*EXERCISE PROMPT*
The lines to reproduce from the material below are those from the one containing "- Fixes the" through the one containing "Recreating from upstream", both included; write them out exactly and add nothing.
═════ RECORDS SHOWN ═════
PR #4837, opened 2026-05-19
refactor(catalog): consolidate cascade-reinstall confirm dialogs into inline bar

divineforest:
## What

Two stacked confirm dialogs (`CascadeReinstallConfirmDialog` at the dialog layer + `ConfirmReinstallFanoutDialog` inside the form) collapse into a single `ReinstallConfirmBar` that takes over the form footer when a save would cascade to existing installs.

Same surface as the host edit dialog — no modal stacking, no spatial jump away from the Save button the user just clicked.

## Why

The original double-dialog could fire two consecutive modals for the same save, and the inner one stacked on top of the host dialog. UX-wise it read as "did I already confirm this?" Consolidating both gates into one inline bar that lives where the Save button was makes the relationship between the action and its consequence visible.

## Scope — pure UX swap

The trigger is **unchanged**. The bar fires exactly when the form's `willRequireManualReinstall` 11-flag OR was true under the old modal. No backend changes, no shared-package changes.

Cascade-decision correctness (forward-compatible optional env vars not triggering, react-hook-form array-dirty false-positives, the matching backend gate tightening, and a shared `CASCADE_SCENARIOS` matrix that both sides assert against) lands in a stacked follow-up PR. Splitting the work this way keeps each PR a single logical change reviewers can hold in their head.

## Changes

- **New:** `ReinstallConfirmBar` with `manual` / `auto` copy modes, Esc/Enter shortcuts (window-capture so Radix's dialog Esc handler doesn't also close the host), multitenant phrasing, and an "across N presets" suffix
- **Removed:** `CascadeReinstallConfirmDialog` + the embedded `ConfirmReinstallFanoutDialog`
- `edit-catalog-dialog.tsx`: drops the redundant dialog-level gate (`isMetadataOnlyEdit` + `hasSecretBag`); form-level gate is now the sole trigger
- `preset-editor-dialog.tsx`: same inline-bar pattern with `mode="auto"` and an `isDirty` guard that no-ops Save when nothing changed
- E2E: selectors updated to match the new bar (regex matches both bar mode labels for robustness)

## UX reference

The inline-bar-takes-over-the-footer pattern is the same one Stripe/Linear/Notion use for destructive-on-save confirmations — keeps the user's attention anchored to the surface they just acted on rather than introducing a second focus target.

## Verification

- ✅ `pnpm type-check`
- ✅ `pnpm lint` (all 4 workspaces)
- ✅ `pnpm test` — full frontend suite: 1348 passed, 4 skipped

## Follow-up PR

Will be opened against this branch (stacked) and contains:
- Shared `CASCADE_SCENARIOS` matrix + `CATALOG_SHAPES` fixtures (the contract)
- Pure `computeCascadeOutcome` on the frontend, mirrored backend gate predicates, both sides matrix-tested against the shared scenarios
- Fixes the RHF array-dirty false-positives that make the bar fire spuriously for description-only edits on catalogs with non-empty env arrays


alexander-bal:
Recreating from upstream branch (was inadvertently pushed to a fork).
═════
═════ RECORDS SHOWN ═════
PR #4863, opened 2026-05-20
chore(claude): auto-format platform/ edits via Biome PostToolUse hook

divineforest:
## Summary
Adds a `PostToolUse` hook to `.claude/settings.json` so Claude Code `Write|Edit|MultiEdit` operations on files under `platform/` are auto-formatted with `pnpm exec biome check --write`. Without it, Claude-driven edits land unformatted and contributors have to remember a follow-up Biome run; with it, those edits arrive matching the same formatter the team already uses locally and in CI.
═════
═════ RECORDS SHOWN ═════
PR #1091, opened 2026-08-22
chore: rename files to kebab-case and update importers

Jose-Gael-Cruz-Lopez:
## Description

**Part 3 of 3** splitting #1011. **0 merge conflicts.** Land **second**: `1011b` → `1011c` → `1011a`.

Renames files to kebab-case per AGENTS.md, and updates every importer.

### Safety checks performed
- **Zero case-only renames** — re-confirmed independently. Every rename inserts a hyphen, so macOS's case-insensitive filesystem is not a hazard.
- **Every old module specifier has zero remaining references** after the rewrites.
═════
*PROBLEM SOLUTION*
- Fixes the RHF array-dirty false-positives that make the bar fire spuriously for description-only edits on catalogs with non-empty env arrays


alexander-bal:
Recreating from upstream branch (was inadvertently pushed to a fork).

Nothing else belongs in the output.